▶ _PROBLEM TO WORK ON_
With the material below, print exactly the lines between the line holding "patients available credit" and the line holding "## Describe the solution you'd like", inclusive. Add nothing else.

(EXTRACTED RECORDS Opens)

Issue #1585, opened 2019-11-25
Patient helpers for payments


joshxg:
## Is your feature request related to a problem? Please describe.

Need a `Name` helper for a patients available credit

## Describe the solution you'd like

(EXTRACTED RECORDS Closes)
(EXTRACTED RECORDS Opens)

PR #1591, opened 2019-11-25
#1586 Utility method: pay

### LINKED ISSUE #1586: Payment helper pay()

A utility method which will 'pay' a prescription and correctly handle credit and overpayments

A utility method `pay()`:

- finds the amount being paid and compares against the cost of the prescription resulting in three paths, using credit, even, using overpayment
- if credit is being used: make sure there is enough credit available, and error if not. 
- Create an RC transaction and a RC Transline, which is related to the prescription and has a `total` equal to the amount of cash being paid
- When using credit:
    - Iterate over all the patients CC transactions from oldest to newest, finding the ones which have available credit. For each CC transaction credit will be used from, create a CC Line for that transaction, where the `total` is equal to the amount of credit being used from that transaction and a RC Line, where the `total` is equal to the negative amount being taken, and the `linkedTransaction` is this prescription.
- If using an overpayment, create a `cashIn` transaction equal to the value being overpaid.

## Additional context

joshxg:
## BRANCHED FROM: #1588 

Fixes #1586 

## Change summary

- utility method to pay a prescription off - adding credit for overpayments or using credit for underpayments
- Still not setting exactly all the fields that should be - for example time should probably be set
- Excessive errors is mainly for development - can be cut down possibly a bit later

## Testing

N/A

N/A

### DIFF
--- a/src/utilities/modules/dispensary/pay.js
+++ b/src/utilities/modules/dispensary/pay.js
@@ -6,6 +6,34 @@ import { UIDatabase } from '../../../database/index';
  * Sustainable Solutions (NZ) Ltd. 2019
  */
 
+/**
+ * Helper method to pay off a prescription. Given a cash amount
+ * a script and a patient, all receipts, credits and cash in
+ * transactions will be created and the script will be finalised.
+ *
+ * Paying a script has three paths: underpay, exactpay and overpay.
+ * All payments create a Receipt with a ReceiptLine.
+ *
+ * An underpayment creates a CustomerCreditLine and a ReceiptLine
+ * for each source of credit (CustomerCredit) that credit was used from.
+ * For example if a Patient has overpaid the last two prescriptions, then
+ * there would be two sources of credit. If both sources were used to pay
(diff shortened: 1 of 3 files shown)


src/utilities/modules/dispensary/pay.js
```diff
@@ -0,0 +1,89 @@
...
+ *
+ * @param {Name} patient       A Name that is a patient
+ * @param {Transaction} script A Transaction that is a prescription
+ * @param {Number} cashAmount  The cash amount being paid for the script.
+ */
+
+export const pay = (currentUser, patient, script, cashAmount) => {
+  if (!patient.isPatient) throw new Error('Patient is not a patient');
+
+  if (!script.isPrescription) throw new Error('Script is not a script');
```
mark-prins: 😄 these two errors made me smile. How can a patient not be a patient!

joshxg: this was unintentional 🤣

(EXTRACTED RECORDS Closes)

▶ _SOLUTION_
Need a `Name` helper for a patients available credit

## Describe the solution you'd like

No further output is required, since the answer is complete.